Required work: Write out the following listing in full, exactly as it reads.

━━━

PR #4721, opened 2019-09-13
Add a LoadingIndicator component which responds to NextJS router

davidpmccormick:
## Who is this for?
Users of the site

## What is it doing for them?
Letting them know that something is happening/did happen when we update the URL.

Adds a progress bar that will provide some visual feedback that routing is happening client-side.

Longer term, I think we should aspire to providing more integrated, context-specific loading states, but while we currently have nothing, this at least gets us off the ground.

Height and colour (and any other CSS) of the bar are configurable. I started with 2px brand yellow.

loading


davidpmccormick:
Going to wait till @GarethOrmerod has had a chance to pronounce on the colour before merging.

common/views/components/LoadingIndicator/LoadingIndicator.js
```diff
@@ -0,0 +1,60 @@
...
+      Router.events.off('routeChangeStart', handleRouteChangeStart);
+      Router.events.off('routeChangeComplete', handleRouteChangeComplete);
+    };
+  }, []);
+  const color = theme.colors.yellow;
+  const height = 2;
+
+  NProgress.configure({ showSpinner: false });
+
+  return (
```
jamesgorrie: Hmmmm. Mixing styledJSX and styled-components doesn't feel like it's inline with all the great work you've done simplifying things?

davidpmccormick: I was wondering about this, yeah – but wasn't sure what a reasonable solution was in light of the fact that the component doesn't render any markup itself.

jamesgorrie: https://github.com/sergiodxa/next-nprogress
❓ Could just nab how they've done it too if we want more control.

davidpmccormick: I'm not sure that gets us any more control, particularly – just a different way of doing it.

I opted for rendering an element from the `LoadingIndicator` component, and using that as the `parent` configuration option to `NProgress`.

common/views/components/LoadingIndicator/LoadingIndicator.js
```diff
@@ -0,0 +1,62 @@
...
+const LoadingIndicatorWrapper = styled.div.attrs({
+  className: 'loading-indicator-wrapper',
+})`
+  #nprogress {
+    pointer-events: none;
+  }
+  #nprogress .bar {
+    background: ${props => props.theme.colors.yellow};
+    position: fixed;
+    z-index: 1031;
```
davidpmccormick: I hope I don't have to tell you I didn't author these styles myself – they're the [nprogress defaults](https://unpkg.com/nprogress@0.2.0/nprogress.css) copy-pasta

━━━

Written solution:
PR #4721, opened 2019-09-13
Add a LoadingIndicator component which responds to NextJS router

davidpmccormick:
## Who is this for?
Users of the site

## What is it doing for them?
Letting them know that something is happening/did happen when we update the URL.

Adds a progress bar that will provide some visual feedback that routing is happening client-side.

Longer term, I think we should aspire to providing more integrated, context-specific loading states, but while we currently have nothing, this at least gets us off the ground.

Height and colour (and any other CSS) of the bar are configurable. I started with 2px brand yellow.

loading


davidpmccormick:
Going to wait till @GarethOrmerod has had a chance to pronounce on the colour before merging.

common/views/components/LoadingIndicator/LoadingIndicator.js
```diff
@@ -0,0 +1,60 @@
...
+      Router.events.off('routeChangeStart', handleRouteChangeStart);
+      Router.events.off('routeChangeComplete', handleRouteChangeComplete);
+    };
+  }, []);
+  const color = theme.colors.yellow;
+  const height = 2;
+
+  NProgress.configure({ showSpinner: false });
+
+  return (
```
jamesgorrie: Hmmmm. Mixing styledJSX and styled-components doesn't feel like it's inline with all the great work you've done simplifying things?

davidpmccormick: I was wondering about this, yeah – but wasn't sure what a reasonable solution was in light of the fact that the component doesn't render any markup itself.

jamesgorrie: https://github.com/sergiodxa/next-nprogress
❓ Could just nab how they've done it too if we want more control.

davidpmccormick: I'm not sure that gets us any more control, particularly – just a different way of doing it.

I opted for rendering an element from the `LoadingIndicator` component, and using that as the `parent` configuration option to `NProgress`.

common/views/components/LoadingIndicator/LoadingIndicator.js
```diff
@@ -0,0 +1,62 @@
...
+const LoadingIndicatorWrapper = styled.div.attrs({
+  className: 'loading-indicator-wrapper',
+})`
+  #nprogress {
+    pointer-events: none;
+  }
+  #nprogress .bar {
+    background: ${props => props.theme.colors.yellow};
+    position: fixed;
+    z-index: 1031;
```
davidpmccormick: I hope I don't have to tell you I didn't author these styles myself – they're the [nprogress defaults](https://unpkg.com/nprogress@0.2.0/nprogress.css) copy-pasta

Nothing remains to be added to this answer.